This raises some ethical issues. Do they have to sign up to the same code of conduct as councillors? How will the rules on declaring interests work?
Consider the mayor's regeneration adviser, architect Lord Rogers. His influence on development policy could bring him long-term benefits. He may be able to attract briefs because he has the mayor's ear.
Expert outsiders in cabinets are a good idea - it could be copied by other councils -but the ethical issues involved require more discussion.
Waterworks for Yorkshire
Water privatisation gave the government a windfall from the sale assets originally paid for by ratepayers. Birmingham City Council made a heroic, but unsuccessful, attempt to reclaim the proceeds.
Now a third way has been found. Kelda, owner of Yorkshire Water, planned to transfer its reservoirs, sewers and pipes back to the consumers. A mutual company would buy them at their regulated value -£2.4bn.

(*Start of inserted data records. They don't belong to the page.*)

PR #157, opened 2019-05-03
Refactoring of factories to use the Faker gem

cintamani:
As part of our Development style discussion we agreed that Faker is a good choice to introduce in our world of factories.
This code introduce the gem and refactor the tests to use it when appropriate.


spec/factories/registration.rb
```diff
@@ -38,39 +38,40 @@
     # This is the minimum needed to be able to generate a confirmation email
     # and its attachments sucessfully
     trait :emailable do
-      reference { "WEX000999" }
```
cintamani: Removed since a reference is defined in the main factory.

spec/services/waste_exemptions_engine/registration_completion_service_spec.rb
```diff
@@ -57,10 +57,10 @@ module WasteExemptionsEngine
           expect(NewRegistration.where(reference: new_registration.reference).count).to eq(0)
         end
 
-        it "sends a confirmation email" do
+        it "sends a confirmation email to both the applicant and the contant emails" do
```
cintamani: This is because now the applicant and contact emails are the same hence 2 emails get sent. I'm not sure if it is relevant / useful to create an extra scenario to test that when the emails are the same only one is sent over. Open to suggestions :D

spec/factories/new_registration.rb
```diff
@@ -27,28 +27,29 @@
...
+
       location { "england" }
-      applicant_first_name { "Joe" }
-      applicant_last_name { "Bloggs" }
+      applicant_first_name { Faker::Name.first_name }
+      applicant_last_name { Faker::Name.last_name }
       applicant_phone { "01234567890" }
-      applicant_email { "test@example.com" }
-      business_type { "limitedCompany" }
+      applicant_email { Faker::Internet.email }
```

So Yorkshire consumers could find themselves once more owning the assets seized from them in 1989, but saddled with a£2.4bn debt. For consumers it would be an expensive circle. What's more, Kelda plans to appoint the directors of the mutual company.
Ofwat regulator Sir Ian Byatt gave the plan the thumbs-down, but the idea is certain to be revived. Deciding on the issue will be new water regulator Philip Fletcher, deputy secretary in the Department of the Environment when water was privatised. Now he will be able to reverse the process.
By Rodney Brooke
At last councillors are to be properly rewarded. Independent panels are recommending reasonable rates. Even in Scotland the Kerley Committee has proposed£12,000 a year for backbenchers and£40,000 for top leaders.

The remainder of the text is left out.